Saved entries:
####
PR #31631, opened 2021-03-15
[Paddle-TRT] Run radix sort of proposals layers on the context stream

zlsh80826:
### PR types

Performance optimization

### PR changes

OPs
### Describe

1. Run radix sort of proposals layers on the context stream. Without indicating the stream, functions will be placed on default stream, which introduces additional implicit synchronization overhead.
2. The is ~1.5% e2e performance gain on trt-fp16/maskrcnn inference


jerrywgz (commented):
./paddle/fluid/operators/detection/generate_proposals_v2_op.cu also uses SortDescending, which may applied this optimization as well?

zlsh80826:
> ./paddle/fluid/operators/detection/generate_proposals_v2_op.cu also uses SortDescending, which may applied this optimization as well?

Yes, the modification is on bbox_utils.cu, which is used by `generate_proposals` and `generate_proposals_v2`

jerrywgz (approved):
LGTM

PR #31632, opened 2021-03-15
[NPU] fix allocator min chunk size

zhiqiu:
### PR types

Bug fixes
### PR changes

Others
### Describe

[NPU] fix allocator min chunk size, from 256 -> 512 bytes, required by Ascend NPU


pangyoki (approved):
LGTM

PR #33996, opened 2021-07-07
fix the bug in pipeline that the variable of send is released by gc before send is completed.

sandyhouse:
### PR types

Bug fixes
### PR changes

Others
### Describe

fix the bug in pipeline that the variable of send is released by gc before send is completed. The reason is that the variable for the corresponding c_sync_comm_stream is modified.


wangxicoding (approved):
LGTM

PR #34021, opened 2021-07-07
Added printing tensor's format if oneDNN is used

jakpiase:
### PR types
Others
### PR changes
Others
### Describe
Added printing tensor's format if oneDNN is used. That functionality will be helpful when debugging. All oneDNN format tags are supported for printing.
Example:
image


paddle/fluid/platform/mkldnn_helper.h
```diff
@@ -533,5 +533,709 @@ inline bool HasOpFLOAT32DataType(const paddle::framework::OpDesc* op) {
...
+    case MKLDNNMemoryFormat::gOIw4o8i8o4i:
+      return "gOIw4o8i8o4i";
+    case MKLDNNMemoryFormat::gOIdhw4o8i8o4i:
+      return "gOIdhw4o8i8o4i";
+    case MKLDNNMemoryFormat::gOdhwI16o2i:
+      return "gOdhwI16o2i";
+    case MKLDNNMemoryFormat::OhwI16o4i:
+      return "OhwI16o4i";
+  }
+  return "unknown";
```
jakpiase: This option is necessary because if oneDNN would add a new format tag compilation would result in a failure

arlesniak (dismissed):
LGTM

lidanqing-vv (commented):
1. Could you try to << directly the format variable, because if we could see in DNNL_VERBOSE log the format name, it means printing out format function should be done already?
2. If the format could not be printed out directly, could you please try to use macro
```
#include<stdio.h>
#include<iostream>
using namespace std;

enum class format_tag {
      undef,
      any,
      a,
      ab,
      ba
  };

  #define GET_VARIABLE_NAME(Variable) (#Variable)

  int main(){
      std::cout<<GET_VARIABLE_NAME(format_tag::undef)<<std::endl;
      return 0;
  }
```

jakpiase:
You were right @lidanqing-intel, I have used a function that I have found in oneDNN source code

lidanqing-vv (approved):
LGTM. Thank you very much!

PR #34026, opened 2021-07-08
Add paddle.inv API

haolin-nju:
### PR types

New features

### PR changes

APIs

### Describe

Add paddle.inv API, which reuses paddle.inverse api.


haolin-nju:
Someone has implemented paddle.linalg.inv api.

PR #34032, opened 2021-07-08
[NPU] Fix vector overflow in slice grad npu op

zhiqiu:
### PR types

Bug fixes
### PR changes

OPs
### Describe

[NPU] Fix vector overflow in slice grad npu op


pangyoki (approved):
LGTM

PR #34040, opened 2021-07-09
[Paddle-TRT] Fix output data type selection

zlsh80826:
### PR types

Bug fixes

### PR changes

OPs

### Describe

The output type in plugins should be same as input type instead of `data_type_`.
Or it will make trt fix the network output to `data_type_`.


jiweibo (approved):
LGTM

PR #34052, opened 2021-07-09
refine varbase init function

zhiqiu:
### PR types

Function optimization
### PR changes

Others
### Describe

- Remove checks on kwargs in `core.VarBase()`. When use kwargs, it means the arguments is not required, but we add check on `value`, it is not needed.
 before
image
after
image

- Code refinement, split common function and reuse it.


sneaxiy (approved):
LGTM.

PR #34091, opened 2021-07-12
fix no value for parameter

Jiangxinz:
### PR types
Others

### PR changes
Others

### Describe
In FIle: python/paddle/tests/test_model.py, Line 129
Error: No value for argument 'reason' in unbound method call
Fix: **cls.skipTest(...** --> **cls().skipTest(...**


lelelelelez (approved):
LGTM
####
Required action: Copy the records above exactly, leaving nothing out.

Exercise response:
PR #31631, opened 2021-03-15
[Paddle-TRT] Run radix sort of proposals layers on the context stream

zlsh80826:
### PR types

Performance optimization

### PR changes

OPs
### Describe

1. Run radix sort of proposals layers on the context stream. Without indicating the stream, functions will be placed on default stream, which introduces additional implicit synchronization overhead.
2. The is ~1.5% e2e performance gain on trt-fp16/maskrcnn inference


jerrywgz (commented):
./paddle/fluid/operators/detection/generate_proposals_v2_op.cu also uses SortDescending, which may applied this optimization as well?

zlsh80826:
> ./paddle/fluid/operators/detection/generate_proposals_v2_op.cu also uses SortDescending, which may applied this optimization as well?

Yes, the modification is on bbox_utils.cu, which is used by `generate_proposals` and `generate_proposals_v2`

jerrywgz (approved):
LGTM

PR #31632, opened 2021-03-15
[NPU] fix allocator min chunk size

zhiqiu:
### PR types

Bug fixes
### PR changes

Others
### Describe

[NPU] fix allocator min chunk size, from 256 -> 512 bytes, required by Ascend NPU


pangyoki (approved):
LGTM

PR #33996, opened 2021-07-07
fix the bug in pipeline that the variable of send is released by gc before send is completed.

sandyhouse:
### PR types

Bug fixes
### PR changes

Others
### Describe

fix the bug in pipeline that the variable of send is released by gc before send is completed. The reason is that the variable for the corresponding c_sync_comm_stream is modified.


wangxicoding (approved):
LGTM

PR #34021, opened 2021-07-07
Added printing tensor's format if oneDNN is used

jakpiase:
### PR types
Others
### PR changes
Others
### Describe
Added printing tensor's format if oneDNN is used. That functionality will be helpful when debugging. All oneDNN format tags are supported for printing.
Example:
image


paddle/fluid/platform/mkldnn_helper.h
```diff
@@ -533,5 +533,709 @@ inline bool HasOpFLOAT32DataType(const paddle::framework::OpDesc* op) {
...
+    case MKLDNNMemoryFormat::gOIw4o8i8o4i:
+      return "gOIw4o8i8o4i";
+    case MKLDNNMemoryFormat::gOIdhw4o8i8o4i:
+      return "gOIdhw4o8i8o4i";
+    case MKLDNNMemoryFormat::gOdhwI16o2i:
+      return "gOdhwI16o2i";
+    case MKLDNNMemoryFormat::OhwI16o4i:
+      return "OhwI16o4i";
+  }
+  return "unknown";
```
jakpiase: This option is necessary because if oneDNN would add a new format tag compilation would result in a failure

arlesniak (dismissed):
LGTM

lidanqing-vv (commented):
1. Could you try to << directly the format variable, because if we could see in DNNL_VERBOSE log the format name, it means printing out format function should be done already?
2. If the format could not be printed out directly, could you please try to use macro
```
#include<stdio.h>
#include<iostream>
using namespace std;

enum class format_tag {
      undef,
      any,
      a,
      ab,
      ba
  };

  #define GET_VARIABLE_NAME(Variable) (#Variable)

  int main(){
      std::cout<<GET_VARIABLE_NAME(format_tag::undef)<<std::endl;
      return 0;
  }
```

jakpiase:
You were right @lidanqing-intel, I have used a function that I have found in oneDNN source code

lidanqing-vv (approved):
LGTM. Thank you very much!

PR #34026, opened 2021-07-08
Add paddle.inv API

haolin-nju:
### PR types

New features

### PR changes

APIs

### Describe

Add paddle.inv API, which reuses paddle.inverse api.


haolin-nju:
Someone has implemented paddle.linalg.inv api.

PR #34032, opened 2021-07-08
[NPU] Fix vector overflow in slice grad npu op

zhiqiu:
### PR types

Bug fixes
### PR changes

OPs
### Describe

[NPU] Fix vector overflow in slice grad npu op


pangyoki (approved):
LGTM

PR #34040, opened 2021-07-09
[Paddle-TRT] Fix output data type selection

zlsh80826:
### PR types

Bug fixes

### PR changes

OPs

### Describe

The output type in plugins should be same as input type instead of `data_type_`.
Or it will make trt fix the network output to `data_type_`.


jiweibo (approved):
LGTM

PR #34052, opened 2021-07-09
refine varbase init function

zhiqiu:
### PR types

Function optimization
### PR changes

Others
### Describe

- Remove checks on kwargs in `core.VarBase()`. When use kwargs, it means the arguments is not required, but we add check on `value`, it is not needed.
 before
image
after
image

- Code refinement, split common function and reuse it.


sneaxiy (approved):
LGTM.

PR #34091, opened 2021-07-12
fix no value for parameter

Jiangxinz:
### PR types
Others

### PR changes
Others

### Describe
In FIle: python/paddle/tests/test_model.py, Line 129
Error: No value for argument 'reason' in unbound method call
Fix: **cls.skipTest(...** --> **cls().skipTest(...**


lelelelelez (approved):
LGTM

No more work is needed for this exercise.